- **ABOUT THIS TASK**
Search the material for the string "llama", then return every line where it is found.
______________________________
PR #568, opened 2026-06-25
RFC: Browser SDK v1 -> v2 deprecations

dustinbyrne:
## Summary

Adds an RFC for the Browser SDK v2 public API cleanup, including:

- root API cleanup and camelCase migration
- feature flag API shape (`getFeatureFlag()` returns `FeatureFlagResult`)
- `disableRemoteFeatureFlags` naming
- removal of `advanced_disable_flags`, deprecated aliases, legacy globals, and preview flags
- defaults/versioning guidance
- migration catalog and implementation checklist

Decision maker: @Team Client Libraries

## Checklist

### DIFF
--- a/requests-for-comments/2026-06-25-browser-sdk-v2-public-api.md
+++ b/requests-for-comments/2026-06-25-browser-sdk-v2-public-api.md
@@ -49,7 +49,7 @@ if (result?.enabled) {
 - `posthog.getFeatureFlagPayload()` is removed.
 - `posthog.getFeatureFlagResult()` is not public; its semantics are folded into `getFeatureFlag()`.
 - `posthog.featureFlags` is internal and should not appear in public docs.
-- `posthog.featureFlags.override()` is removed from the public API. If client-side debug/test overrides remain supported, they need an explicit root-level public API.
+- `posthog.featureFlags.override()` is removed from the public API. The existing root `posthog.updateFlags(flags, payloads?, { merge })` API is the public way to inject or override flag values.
______________________________
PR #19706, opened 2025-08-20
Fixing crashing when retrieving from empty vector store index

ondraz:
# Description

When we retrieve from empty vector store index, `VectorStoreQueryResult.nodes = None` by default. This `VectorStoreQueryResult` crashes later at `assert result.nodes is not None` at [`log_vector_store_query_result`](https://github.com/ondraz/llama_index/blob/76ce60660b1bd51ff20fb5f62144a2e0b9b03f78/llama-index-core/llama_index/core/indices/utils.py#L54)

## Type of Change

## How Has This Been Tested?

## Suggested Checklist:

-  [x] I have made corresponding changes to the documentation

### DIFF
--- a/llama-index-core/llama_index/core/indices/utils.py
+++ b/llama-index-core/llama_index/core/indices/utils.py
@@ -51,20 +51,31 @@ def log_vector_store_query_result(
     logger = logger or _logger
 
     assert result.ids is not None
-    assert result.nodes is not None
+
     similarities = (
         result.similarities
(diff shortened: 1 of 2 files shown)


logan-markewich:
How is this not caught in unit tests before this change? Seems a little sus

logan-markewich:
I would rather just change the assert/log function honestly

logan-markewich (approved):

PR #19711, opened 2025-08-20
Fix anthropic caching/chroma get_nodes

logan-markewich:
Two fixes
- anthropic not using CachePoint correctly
______________________________
- **ANSWER SECTION**
When we retrieve from empty vector store index, `VectorStoreQueryResult.nodes = None` by default. This `VectorStoreQueryResult` crashes later at `assert result.nodes is not None` at [`log_vector_store_query_result`](https://github.com/ondraz/llama_index/blob/76ce60660b1bd51ff20fb5f62144a2e0b9b03f78/llama-index-core/llama_index/core/indices/utils.py#L54)
--- a/llama-index-core/llama_index/core/indices/utils.py
+++ b/llama-index-core/llama_index/core/indices/utils.py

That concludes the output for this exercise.